That is not a reasonable request of you, because not only is there different hardware out there but even on x86 there are many different ways to calculate "x * 2":

- the compiler can use imul
- the compiler can use add
- the compiler can use shl
- the compiler can use lea
- the compiler could conceivably use SIMD (SSE) instructions, if it's multiplying several values in a loop.

Why do you assume only one of those is a valid response by the compiler?
If you notice * and / in same expression, imul with one operand is a natural choice. "do the right thing." My students do this on class assignments without having to be told, because they want to make sure that my input won't break their code. multiplying two numbers > 65535 is problematic, unless you then divide by something.

So, "do the right thing" as opposed to "do something." I mean, for an int multiply, it COULD use the floating point processor. Should it?
So you're asking compilers to detect the presence of divisions in an expression, and use a different instruction for multiplication if that is the case?

I should stop arguing with you but this is starting to become hilarious, so I probably won't.
Nope. If you "do the right thing" it will work as I want. Just do the math. Don't try to get cute with the optimizing and think I mean something I don't, just because there is a potential for integer overflow there. BTW don't you think it a little inconsistent to argue as you do yet still have code with potential undefined behavior in it? Or do you write in C and check EVERY add, subtract, multiply and divide operation for overflow before performing it? I'll bet if you look at gcc, it doesn't either, in its source code. Meanwhile, back at the ranch, the compiler optimizer guys are breaking things as quickly as they can for optimizations that are REALLY not very significant.
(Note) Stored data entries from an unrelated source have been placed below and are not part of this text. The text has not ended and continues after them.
PR #3722, opened 2021-01-13
Improve manifest relaying:

nbougalis:
The manifest relay code would only ever relay manifests from validators on a server's UNL which means that the manifests of validators that are not broadly trusted can fail to propagate across the network, which can make it difficult to detect and track such validators.
    
This commit, if merged, propagates all manifests on a best-effort basis resulting in broader availability of manifests on the network and avoid the need to introduce on-ledger manifest storage or to establish one or more manifest repositories.

### DIFF
--- a/src/ripple/overlay/impl/OverlayImpl.cpp
+++ b/src/ripple/overlay/impl/OverlayImpl.cpp
@@ -658,12 +658,10 @@ OverlayImpl::onManifests(
     std::shared_ptr<protocol::TMManifests> const& m,
     std::shared_ptr<PeerImp> const& from)
 {
-    auto& hashRouter = app_.getHashRouter();
     auto const n = m->list_size();
     auto const& journal = from->pjournal();
 
-    JLOG(journal.debug()) << "TMManifest, " << n
-                          << (n == 1 ? " item" : " items");
+    protocol::TMManifests relay;
 
     for (std::size_t i = 0; i < n; ++i)
     {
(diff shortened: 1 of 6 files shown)


src/ripple/overlay/impl/PeerImp.cpp
```diff
@@ -991,6 +991,17 @@ PeerImp::onMessageEnd(
...
 {
+    auto const s = m->list_size();
+
+    if (s == 0)
+    {
+        fee_ = Resource::feeUnwantedData;
+        return;
+    }
+
+    if (s > 100)
```
carlhua, line 1002: I think 100 might be too big to begin with?

src/ripple/overlay/impl/OverlayImpl.cpp
```diff
@@ -662,73 +662,57 @@ OverlayImpl::onManifests(
...
+    protocol::TMManifests relay;
 
     for (std::size_t i = 0; i < n; ++i)
     {
         auto& s = m->list().Get(i).stobject();
 
         if (auto mo = deserializeManifest(s))
         {
-            uint256 const hash = mo->hash();
-            if (!hashRouter.addSuppressionPeer(hash, from->id()))
```
HowardHinnant, line 675: OverlayImpl.cpp:661:11: warning: unused variable 'hashRouter' [-Wunused-variable]
```
    auto& hashRouter = app_.getHashRouter();
          ^
```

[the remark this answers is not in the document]
nbougalis: We will not: manifests are only forwarded if they are **successfully** applied—that is, if we haven't seen them before.

HowardHinnant (approved):

gregtatcam (approved):
Looks good assuming the hashRouter warning pointed out by @HowardHinnant  is fixed.

thejohnfreeman (approved):

PR #3725, opened 2021-01-14
[TRIVIAL] Add instructions to use 64-bit Windows build tools

ximinez:

I finally, accidentally figured out why my Windows command line builds (using msbuild) will fail every once in a while to link because a file memory mapping fails, or a plain old out of memory. By default, the 32-bit versions of these tools are used, so the system has ample memory available, the process does not. This change adds instructions to use the `CMAKE_GENERATOR_TOOLSET` to use the 64-bit versions of the tools. The [cmake docs](https://cmake.org/cmake/help/latest/variable/CMAKE_GENERATOR_TOOLSET.html) are clear that "The value of this variable should never be modified by project code.".

Note that this has never happened to me in the IDE, presumably because the default settings use the 64-bit tools.

I also updated Travis to use this option, though I'll only know if it works when that finishes. I'll remove the second commit if not.

### Type of Change

- [X ] Documentation Updates

## Test Plan

No code changes to test. If CI works, it works, and the other change is to documentation.

---
This change is [Reviewable](https://reviewable.io/reviews/ripple/rippled/3725)

### DIFF
--- a/.travis.yml
+++ b/.travis.yml
@@ -400,6 +400,7 @@ matrix:
       name: windows, visual studio, debug
       script:
         - mkdir -p build.ms && cd build.ms
+        - export CMAKE_EXTRA_ARGS="${CMAKE_EXTRA_ARGS} -DCMAKE_GENERATOR_TOOLSET=host=x64"
         - cmake -G "Visual Studio 15 2017 Win64" ${CMAKE_EXTRA_ARGS} ..
         - export DESTDIR=${PWD}/_installed_
         - travis_wait ${MAX_TIME_MIN} cmake --build . --parallel --verbose --config ${BLD_CONFIG} --target install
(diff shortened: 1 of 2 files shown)


nbougalis (approved):

nbougalis (changes requested):
Seems to fail CI with an error.

ximinez:
@nbougalis CI issue fixed.

nbougalis (approved):

nbougalis:
Looks good. We should get a signoff from @miguelportilla or someone else with Windows though, just in case. If we can do that, this should get into **b12**, @manojsdoshi.

ximinez:
Rebased on to 1.7.0-b11, and squashed the two Travis-only commits into one. The commits will all be squashed to one once I get final approval.

miguelportilla (approved):
👍

ximinez:
Squashed and rewrote the commit message.

PR #3732, opened 2021-01-19
Fix telBAD_PUBLIC_KEY message:

mDuo13:
The previous error description was focused on keys that are too long,
but this error can occur if the key is too short or does not contain
the correct prefix.

Changes the error message for `telBAD_PUBLIC_KEY` to be more accurate.

### Context of Change

See https://github.com/ripple/xrpl-dev-portal/pull/952 for the related documentation update.

### Type of Change

- [x] Documentation Updates

Transaction error descriptions are reported to users in the API but are not part of the consensus process, and the documentation [explicitly calls out that these messages are subject to change without notice](https://xrpl.org/transaction-results.html#immediate-response), so this is a non-breaking, non-amendment change.


scottschurr (approved):
:+1:  Thanks @mDuo13!

nbougalis:
@manojsdoshi we should try to include this in the proposed **b12**.

nbougalis (approved):

intelliot (approved):

PR #3741, opened 2021-01-23
Redesign stoppable objects

thejohnfreeman:
This change implements a new model for "stoppable" objects, heretofore represented by the `Stoppable` interface. The benefits include:

- An easier-to-understand intuition
- A simpler prescription for implementations
- Less code that is more readable (around 1000 fewer lines in non-test source)
- Less work and less synchronization at runtime

In this change, stoppable objects are modeled after [`std::thread`][1], which is already very well documented and widely understood.

## `std::thread`

`std::thread` is a simple state machine with these states:

1. **Empty**: A default-constructed `std::thread` starts in this state. An active `std::thread` that is joined, detached, or move-assigned to another `std::thread` transitions to this state.
2. **Active**: A non-default-constructed `std::thread` starts in this state. An empty `std::thread` that is move-assigned from an active `std::thread` transitions to this state.
3. **Destroyed**: An empty `std::thread` whose destructor is called transitions to this state.

An active `std::thread` that is destroyed or overwritten calls `std::terminate`, and an empty `std::thread` that is joined or detached throws an exception, meaning those are not legal transitions. To prevent trying them, callers can check the return value of [`std::thread::joinable`][4] to see which state the object is in: `true` for active, and `false` for empty.

Once a `std::thread` is joined, it never "restarts". Instead, you can move an active `std::thread` started elsewhere into an empty `std::thread`.

Methods that initiate a state transition (move assignment, `join`, and `detach`) return only after the state transition is complete. State transitions are atomic and synchronous (i.e. blocking).

## Stoppable

The new stoppable objects in rippled no longer implement a common interface, but instead follow a common pattern:

`std::thread` concept | "stoppable" equivalent
---|---
empty | stopped
active | started
non-default-constructor | constructor or `void start()` [^1]
`void join()` | `void stop()`

[^1]: Or `bool start()` in the pesky case of `NodeStore::DatabaseShard`.

Unlike `Stoppable::onStop` and `Stoppable::onChildrenStopped`, the new `stop` methods are guaranteed to block until the state transition is complete, just like [`std::thread::join`][5].

## Caveats

I would like to start every stoppable in its constructor, like `std::thread`, but some stoppable objects are constructed but never started in some tests (e.g. `ApplicationImp` in `TxQ1_test::testMaximum`). To accommodate them, we give them a single synchronous `start` method whose pre-condition is that the object is stopped and whose post-condition is that the object is started.

I would like to give `stop` the pre-condition that the object is started, matching the behavior of `std::thread::join`, but some stoppables are "stopped" twice, e.g. `LoadManager` in the test `Subscribe_test::testServer`.

I would like to give their destructors the pre-condition that the object is stopped, like `std::thread`, but some stoppables are never stopped, e.g. `JobQueue` (which technically "starts" in its constructor) in `TxQ1_test::testMaximum`.

Stoppables often exhibit overlapping but unnested lifetimes. `JobQueue` starts in its constructor, called by `ApplicationImp`'s constructor, but `ApplicationImp` starts in its own `start` method, or in its `setup` method, depending on how you look at it, both of which are called after its constructor, but `JobQueue` is stopped early in the `stop` method of `ApplicationImp`. I would prefer that they stop in the reverse order that they started.

## RAII

`std::thread` expects that each non-default-construction matches with exactly one call to `std::thread::join`. C++ already has an excellent technique for guaranteeing matching function calls: constructors and destructors, and the [RAII pattern][3]. `std::thread` does not follow that pattern, which led frustrated developers to create [`std::jthread`][2] as an alternative. Trying to make the stoppable objects in rippled follow the RAII pattern requires significant changes that I consider just one bridge too far for this changeset. I want to stop here and build support for these changes before pushing further.

## Commits

I've tried to make each commit small, separately reviewable, build, and pass all tests, to make it easy to review step-by-step, if that's your preference, but it means there are many commits.

[1]: https://en.cppreference.com/w/cpp/thread/thread
[2]: https://en.cppreference.com/w/cpp/thread/jthread
[3]: https://en.cppreference.com/w/cpp/language/raii
[4]: https://en.cppreference.com/w/cpp/thread/thread/joinable
[5]: https://en.cppreference.com/w/cpp/thread/thread/join


src/ripple/app/main/Application.cpp
```diff
@@ -1110,7 +1064,30 @@ class ApplicationImp : public Application, public RootStoppable, public BasicApp
...
+            reportingETL_->stop();
+        }
+        m_inboundLedgers->stop();
+        m_inboundTransactions->stop();
+        overlay_->stop();
+        perfLog_->stop();
+        grpcServer_->stop();
+        m_networkOPs->stop();
+        m_ledgerMaster->stop();
+        m_loadManager->stop();
```
cjcobb23, line 1090: `The order of these stop calls is delicate`. I am concerned about this. I feel that this situation is exactly the problem that `Stoppable` was meant to solve (managing the order in which things are stopped); with this PR, now we have to manually maintain this order.

cjcobb23 (changes requested):
This PR changes the order of stopping and starting of various components. Some of this I know to be incorrect (`JobQueue` needs to be stopped after `GRPCServer` for instance). Others I _think_ are incorrect based on the diagram that used to be in `core/Stoppable.h`, which showed the dependencies between the different components. If that diagram was actually incorrect, and you think this new order is safe, I will have to do a deeper dive and review whether the new order is actually safe.

Also, I think we need a similar diagram to what used to be in `core/Stoppable.h`, to clearly represent the dependencies between the different components, so that way developers know which order to maintain when changing the code.

src/ripple/app/main/Application.cpp
thejohnfreeman: We had to manually maintain the order before. Now the order is visible. That's an improvement.

src/ripple/app/main/Application.cpp
```diff
@@ -1110,7 +1064,30 @@ class ApplicationImp : public Application, public RootStoppable, public BasicApp
                 return validators().trustedPublisher(pubKey);
             });
 
-        stopped();
+        // The order of these stop calls is delicate.
+        // Re-ordering them risks undefined behavior.
+        m_shaMapStore->stop();
+        m_jobQueue->stop();
```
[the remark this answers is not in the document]
thejohnfreeman: You're mistaken. This is the consequence of `Stoppable` being so misleading. `Stoppable` gave the impression that children depend on their parents, parents would stop after their children, and because `JobQueue` was so high in the hierarchy, it would stop late in the sequence.

In fact, `JobQueue` was the FIRST `Stoppable` stopped, and it was [stopped](https://github.com/ripple/rippled/blob/c11037fd2764f6fea8e0d184b0b7aa0daa81136f/src/ripple/core/impl/Stoppable.cpp#L214) in `RootStoppable::stop`. Once the `jobCounter` (which is a `ClosureCounter`) is joined, no more jobs will be [created](https://github.com/ripple/rippled/blob/develop/src/ripple/core/JobQueue.h#L168-L173) (all "wrappers" will be [empty](https://github.com/ripple/rippled/blob/c11037fd2764f6fea8e0d184b0b7aa0daa81136f/src/ripple/core/ClosureCounter.h#L178-L187)), and the call to `ClosureCounter::join` [blocks](https://github.com/ripple/rippled/blob/c11037fd2764f6fea8e0d184b0b7aa0daa81136f/src/ripple/core/ClosureCounter.h#L156-L166) until they have all finished executing. There are no jobs and there will not be any more jobs before the first `Stoppable::onStop` is even entered.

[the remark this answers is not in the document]
thejohnfreeman: Luckily, it appears that `GRPCServer` is prepared to [handle](https://github.com/ripple/rippled/blob/c11037fd2764f6fea8e0d184b0b7aa0daa81136f/src/ripple/app/main/GRPCServer.cpp#L130-L135) the case where `JobQueue` stops before it.

src/ripple/app/main/Application.cpp
```diff
@@ -262,35 +258,42 @@ class ApplicationImp : public Application, public RootStoppable, public BasicApp
...
+              config_->section(SECTION_INSIGHT),
+              logs_->journal("Collector")))
+
+        , m_jobQueue(std::make_unique<JobQueue>(
+              m_collectorManager->group("jobq"),
+              logs_->journal("JobQueue"),
+              *logs_,
+              *perfLog_))
+
+        , m_nodeStoreScheduler(*m_jobQueue)
```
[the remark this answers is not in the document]
thejohnfreeman: The biggest changes to `NodeStoreScheduler` were made in [this commit](https://github.com/ripple/rippled/pull/3741/commits/50a99674bd0d96aba6553832033c4feca5f29d29), which is not very large. It makes it easy to see that `NodeStoreScheduler` never needed to be a `Stoppable`. It used `JobQueue`, but was not responsible for stopping `JobQueue`, and it had no resources (e.g. `std::thread`s) that needed to be stopped, thus it was not responsible for stopping anything, thus it did not need to be a `Stoppable`, even in the old framework where `Stoppable` existed. It was one of the first and easiest classes I could remove from the `Stoppable` hierarchy.

If you read my description for this PR, you'll see I'm trying to move to RAII, where starting and stopping is not just "like" pushing and popping from a stack, but enforced by the language. We agree on that. Right now, `Stoppable` is a mess. In `develop` right now, `JobQueue` starts in its constructor, but is stopped before anything else, and "stopped" again (a no-op) in its destructor (this second stop is to cover the case when the `ApplicationImp` is never stopped and thus doesn't stop the `JobQueue`). I'm trying to get it to be less of a mess, but I stopped short of perfect. I stopped at this point to build support for this direction. I want to reach RAII eventually, but getting there will require even more radical changes that will be easier to swallow if this changeset is the starting point, instead of the current state of `develop`.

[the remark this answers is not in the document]
thejohnfreeman: You seemed to have picked up on another mislead of `Stoppable`: that children depend on their parents. `NodeStoreScheduler` and `JobQueue` were a strange contradiction of that that I cannot explain. This changeset removes that contradiction.

src/ripple/overlay/impl/OverlayImpl.cpp
```diff
@@ -566,29 +537,22 @@ OverlayImpl::onPrepare()
...
+OverlayImpl::stop()
 {
-    std::lock_guard lock(mutex_);
-    checkStopped();
+    strand_.dispatch(std::bind(&OverlayImpl::stopChildren, this));
+    {
+        std::unique_lock<decltype(mutex_)> lock(mutex_);
+        cond_.wait(lock, [this] { return list_.empty(); });
+    }
+    m_peerFinder->stop();
```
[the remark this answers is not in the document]
thejohnfreeman: You have to ignore the diagram and documentation of `Stoppable`. This changeset is based on the code as it was, not on how it was documented.

src/ripple/nodestore/impl/DatabaseShardImp.cpp
```diff
@@ -696,21 +689,17 @@ DatabaseShardImp::getCompleteShards()
...
-    for (auto const& e : shards_)
-        e.second->stop();
-}
+    Database::stop();
+    {
+        std::lock_guard lock(mutex_);
+        for (auto const& [_, shard] : shards_)
+            shard->stop();
+    }
+    taskQueue_.stop();
```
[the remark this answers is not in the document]
thejohnfreeman: In the `Stoppable` hierarchy, `onStop` is called top-down, parent-before-children. This change preserves that order. Whether it is the "correct" order I would like to settle in a future changeset, but consider out of scope for this one.

src/ripple/app/main/Application.cpp
```diff
@@ -1110,7 +1064,30 @@ class ApplicationImp : public Application, public RootStoppable, public BasicApp
...
+            shardArchiveHandler_->stop();
+        m_nodeStore->stop();
+        if (shardStore_)
+            shardStore_->stop();
+        if (config_->reporting())
+        {
+#ifdef RIPPLED_REPORTING
+            pgPool_->stop();
+#endif
+            reportingETL_->stop();
```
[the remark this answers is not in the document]
thejohnfreeman: I will trust your judgment on it and make that change. Because it is so difficult for me to test with reporting enabled, can I get you to do that for me?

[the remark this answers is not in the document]
cjcobb23: Yeah I'll test and report back

src/ripple/app/main/Application.cpp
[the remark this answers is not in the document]
cjcobb23: You're right, I let myself get mislead. `onStop()` is called parent down, though `m_stopped` seems to be set to `true` child up.

src/ripple/nodestore/impl/DatabaseShardImp.cpp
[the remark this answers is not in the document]
cjcobb23: You are right, `onStop()` is called top-down, my mistake. While I do think that the correct order would be child up, I agree that would be better addressed in a future PR.

src/ripple/overlay/impl/OverlayImpl.cpp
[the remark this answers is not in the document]
cjcobb23: Got it, thanks.

src/ripple/app/main/Application.cpp
nbougalis: Should we maintain a stack in `ApplicationImpl`, that we can simply `pop` from to get things in the right order?

src/ripple/app/main/Application.cpp
```diff
@@ -1110,7 +1064,30 @@ class ApplicationImp : public Application, public RootStoppable, public BasicApp
                 return validators().trustedPublisher(pubKey);
             });
 
-        stopped();
+        // The order of these stop calls is delicate.
+        // Re-ordering them risks undefined behavior.
```
nbougalis, line 1068: I share @cjcoob23's concern:

>I feel that this situation is exactly the problem that Stoppable was meant to solve (managing the order in which things are stopped); with this PR, now we have to manually maintain this order.

This commit reinforces that. I'm not saying that this cleanup and the explicit documentation of the ordering (instead of the implicit and opaque emergent ordering imposed by `Stoppable`) isn't an improvement.

But this makes it hard to figure out where something new should go, or to even be sure that we properly stop everything.

Nothing actionable; food for thought.

src/ripple/app/main/LoadManager.cpp
```diff
@@ -109,19 +102,22 @@ LoadManager::run()
     beast::setCurrentThreadName("LoadManager");
 
     using namespace std::chrono_literals;
-    using clock_type = std::chrono::system_clock;
+    using clock_type = std::chrono::steady_clock;
```
nbougalis, line 105: I'd like to get @HowardHinnant's sign-off on this particular change and the changes it required further down in the function.

src/ripple/overlay/impl/OverlayImpl.cpp
```diff
@@ -103,25 +105,21 @@ OverlayImpl::Timer::on_timer(error_code ec)
     if ((overlay_.timer_count_ % Tuning::checkIdlePeers) == 0)
         overlay_.deleteIdlePeers();
 
-    timer_.expires_from_now(std::chrono::seconds(1));
-    timer_.async_wait(overlay_.strand_.wrap(std::bind(
-        &Timer::on_timer, shared_from_this(), std::placeholders::_1)));
+    start();
```
nbougalis, line 108: That's a little weird. I'd expect the `start` function to only be called once.

src/ripple/app/main/LoadManager.cpp
HowardHinnant: This looks good to me.  It simplifies things.  The change to `steady_clock` enables the removal of the "time jump" check below which was almost certainly never used anyway.

One nitpicky change that could be made in this function is to drop the `<std::mutex>` from `std::unique_lock` on line 113.  I thought we did a sweep to eliminate these earlier, but I guess we missed this one.

HowardHinnant (approved):

src/ripple/app/ledger/impl/LedgerCleaner.cpp
```diff
@@ -51,8 +51,8 @@ class LedgerCleanerImp : public LedgerCleaner
 
     std::thread thread_;
 
-    enum class State : char { readyToClean = 0, startCleaning, cleaning };
-    State state_ = State::readyToClean;
+    enum class State : char { notCleaning = 0, cleaning };
+    State state_ = State::notCleaning;
```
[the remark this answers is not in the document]
thejohnfreeman: `std::atomic_flag` seems to be missing the predicated `wait` overload, and because the wakeup condition is complex (stopped _or_ cleaning), I don't think we win anything by switching to `std::atomic_flag`.

src/ripple/app/main/Application.cpp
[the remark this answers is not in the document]
cjcobb23: Actually @thejohnfreeman what was the stopping order of these before this PR? To stay in the spirit of the rest of the PR, I'd prefer to preserve the stopping order actually.

src/ripple/app/main/Application.cpp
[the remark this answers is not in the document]
cjcobb23: Got it, thanks for the explanation. I was mistaken about the stopping order of the various `Stoppable`s. I do think RAII would be best, and that what you have here is clearer than what's currently in `develop`.

src/ripple/app/main/Application.cpp
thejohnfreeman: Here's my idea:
PR #3747, opened 2021-01-31
Simplify SHAMapItem construction

nbougalis:
### High Level Overview of Change

The existing class offered several constructors which were mostly unnecessary. This commit eliminates all existing constructors and introduces a single new one, taking a `Slice`.

The commit also changes the internal data buffer from `std::vector` to `Buffer`, saving 8 bytes per instance in the process without any loss of functionality.

### Type of Change

- [X] Improvement (non-breaking change which does not add functionality)


src/ripple/basics/Buffer.h
```diff
@@ -165,53 +173,59 @@ class Buffer
     void
     clear() noexcept
     {
-        p_.reset();
+        delete[] p_;
```
seelabs, line 176: Need to set `p_ = nullptr` here or we can double delete if `clear` is called twice.

seelabs (changes requested):
I just started a review and noticed one of the unit tests was failing. If we fix `Buffer::clear` (see comment below) the unit tests pass.

seelabs (commented):
I like the clean-up to this interface. 

The advanages are:

* Save 8 bytes per `SHAMapItem` (commit message says 16, but I think it's 8)
* Simplifies construction of `SHAMapItem`

The disadvantage is:
* We removed `SHAMapItem` constructors that used to move data with constructors that always allocate and copy data. And there are several places in the code that took advantage of these moves.

I think our options are:

1. replace std::vector in serializer with something we can steal the buffer from
2. replace Buffer with std::vector so we can move other vectors in, and live with the extra 8 bytes per `SHAMapItem`  (what the old code did)
3. live with the extra allocations and copies. (what the new code does)

I think I also weakly prefer `std::unique_ptr` to the raw pointer in `Buffer`. There's no space savings, and I prefer code like:
```
    p_ = std::move(other.p_);
```
to
```
    p_ = other.p_;
    other.p_ = nullptr;
```
It make ownership rules clearer. But given that this class is a `Buffer`, not a `Slice` that's not a strong argument, so I only _weakly_ prefer it. Fine as-is too.

src/ripple/basics/Buffer.h
nbougalis: Oops!

nbougalis:
> I think our options are:
> 
>     1. replace std::vector in serializer with something we can steal the buffer from
> 
>     2. replace Buffer with std::vector so we can move other vectors in, and live with the extra 8 bytes per `SHAMapItem`  (what the old code did)
> 
>     3. live with the extra allocations and copies. (what the new code does)

I definitely think that exploring our options here is a good idea; obviously, the fewer memory allocations we do, the better of we are. However, I think that _before_ we can come up with a clean and comprehensive solution, we are better off simplifying the code. Having to contend with and reason about 4 constructors, two kinds of serializer / deserializers, opaque type aliases (`using Blob = std::vector<...>`) and more is a recipe for lost efficiencies.

I believe this commit does simplify things and more clearly exposes the issue, so that we can tackle it.



> I think I also weakly prefer `std::unique_ptr` to the raw pointer in `Buffer`. There's no space savings, and I prefer code like:
> 
> ```
>     p_ = std::move(other.p_);
> ```
> 
> to
> 
> ```
>     p_ = other.p_;
>     other.p_ = nullptr;
> ```

Agreed. I don't really know what I was thinking with that commit. It was ill-advised and I've removed it from this PR.

HowardHinnant (approved):
I like this simpler code.  We may or may not further optimize this, but I think this is a solid improvement.

seelabs (approved):
:+1: The cleaned-up interface is much nicer. I wish we had a benchmark that showed the performance hit from the new memory allocations. Without that it's hard to see what the trade-off is between the new cleaner interface and the old interface that moves memory. However, without such a benchmark, my gut says it's not too bad. And re-allocating and moving the memory will have some memory savings (it won't keep the over-allocated vector memory around). So I think we should get this in.

I made an issue for looking into re-enabling the memory moves, so we don't lose track: https://github.com/ripple/rippled/issues/3761

cjcobb23 (approved):
Nice cleanup. I am concerned about the extra copying introduced here. But we save an extra 8 bytes, which is nice. We should run some basic performance tests to see the tradeoffs. It's probably not that bad, but we should confirm that we don't see a big regression with this change. I'm ok merging this as is, and running those performance tests later, sometime before this goes into a major release. Given that we are cutting 1.7 right now, we have quite some time to performance test this.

I realize there is a definite risk in fixed-word-length architectures. I agree to that when I choose to use that architecture. If it is going to overflow, let it overflow. If it is not, let it complete. Don't arbitrarily toss the code out in some cases, and leave it alone in others. Trying to handle just a subset of overflows is a REAL problem because it makes compiler output unpredictable. Don't assume that if someone writes if (a + 1 > a) that they really mean if (1). If they meant if(1) they would have likely written if(1). Overflow can occur on any arithmetic operation. Nothing the compiler can do, other than to check the overflow flag after every instruction. nobody would tolerate that slow-down. So leave it alone rather than assuming I meant something different from what I wrote. If I write it one way, compile it that way. If you want to produce a warning that says "Hey, you wrote if (a + 1 > a) which is always true unless an overflow occurs, you might consider writing if(1) instead. UNLESS you think an overflow might occur, in which case you wrote exactly the write thing."

Much better.

Why don't you do what I did. Compile a few big programs with and without -fwrapv, and see if you can find any speed difference. I tried several chess engines and found absolutely no difference in speed. For the record, I compiled (a) crafty, (b) stockfish; (c) gnu chess 6.0something (whatever is current on macports); (d) fruit; (e) Toga 2, and (e) an older version of Arasan. If this were a useful optimization, wouldn't you expect at least one of those integer-only programs to show an improvement? I mean, we KNOW it breaks some silly programs, like the infinite loop example. Where is that benefit to justify taking such a risk? Surely there must be some actual programs that this helps, somewhere. I might even try building gcc itself with -fwrapv to see if it makes the compiler run slower. However, something tells me "no". I'll report back on this a bit later, it does take a while to compile.
But what is the right thing? You just told me it depends on the operators present in the expression. By your criteria, any compiler that compiles "x * 2 / 2" to use the shl or add instructions is not doing "the right thing". So what other expressions shouldn't use shl or add?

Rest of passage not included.